Extracted records:
* * * * *
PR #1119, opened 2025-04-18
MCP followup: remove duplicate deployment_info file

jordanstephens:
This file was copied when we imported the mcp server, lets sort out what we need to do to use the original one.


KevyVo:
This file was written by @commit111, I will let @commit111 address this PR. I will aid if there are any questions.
* * * * *
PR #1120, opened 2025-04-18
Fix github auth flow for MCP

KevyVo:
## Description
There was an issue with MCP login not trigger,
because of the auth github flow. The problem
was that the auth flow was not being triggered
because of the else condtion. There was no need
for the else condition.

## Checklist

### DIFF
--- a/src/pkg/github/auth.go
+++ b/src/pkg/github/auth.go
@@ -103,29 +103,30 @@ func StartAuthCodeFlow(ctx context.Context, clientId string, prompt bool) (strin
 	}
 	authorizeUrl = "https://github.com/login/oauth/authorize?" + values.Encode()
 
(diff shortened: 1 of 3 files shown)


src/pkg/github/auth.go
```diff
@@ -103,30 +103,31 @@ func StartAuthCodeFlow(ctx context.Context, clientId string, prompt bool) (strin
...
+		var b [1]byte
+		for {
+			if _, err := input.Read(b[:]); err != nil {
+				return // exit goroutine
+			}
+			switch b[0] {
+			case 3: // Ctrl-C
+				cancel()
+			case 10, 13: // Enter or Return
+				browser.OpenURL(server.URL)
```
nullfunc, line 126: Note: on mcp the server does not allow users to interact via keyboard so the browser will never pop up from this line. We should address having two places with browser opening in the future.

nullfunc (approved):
* * * * *
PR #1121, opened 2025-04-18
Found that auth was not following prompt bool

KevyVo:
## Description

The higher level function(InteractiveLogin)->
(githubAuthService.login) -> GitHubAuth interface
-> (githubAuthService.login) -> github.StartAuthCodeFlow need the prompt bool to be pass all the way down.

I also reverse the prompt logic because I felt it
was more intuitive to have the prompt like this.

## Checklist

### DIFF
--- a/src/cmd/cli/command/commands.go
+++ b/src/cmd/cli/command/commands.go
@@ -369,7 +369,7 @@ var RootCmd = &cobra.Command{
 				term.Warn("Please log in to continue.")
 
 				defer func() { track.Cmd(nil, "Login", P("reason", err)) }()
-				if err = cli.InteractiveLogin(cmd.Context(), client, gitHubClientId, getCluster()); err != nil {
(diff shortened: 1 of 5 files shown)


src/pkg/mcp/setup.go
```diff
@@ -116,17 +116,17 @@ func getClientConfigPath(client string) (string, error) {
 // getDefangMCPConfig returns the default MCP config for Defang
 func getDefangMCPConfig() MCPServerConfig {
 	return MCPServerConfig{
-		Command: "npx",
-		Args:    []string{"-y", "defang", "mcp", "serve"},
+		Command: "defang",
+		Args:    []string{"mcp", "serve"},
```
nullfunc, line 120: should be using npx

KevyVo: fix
* * * * *
Wherever the string "githubAuthService" appears in the entries above, return the line it appears on.

EXERCISE RESPONSE →
(githubAuthService.login) -> GitHubAuth interface
-> (githubAuthService.login) -> github.StartAuthCodeFlow need the prompt bool to be pass all the way down.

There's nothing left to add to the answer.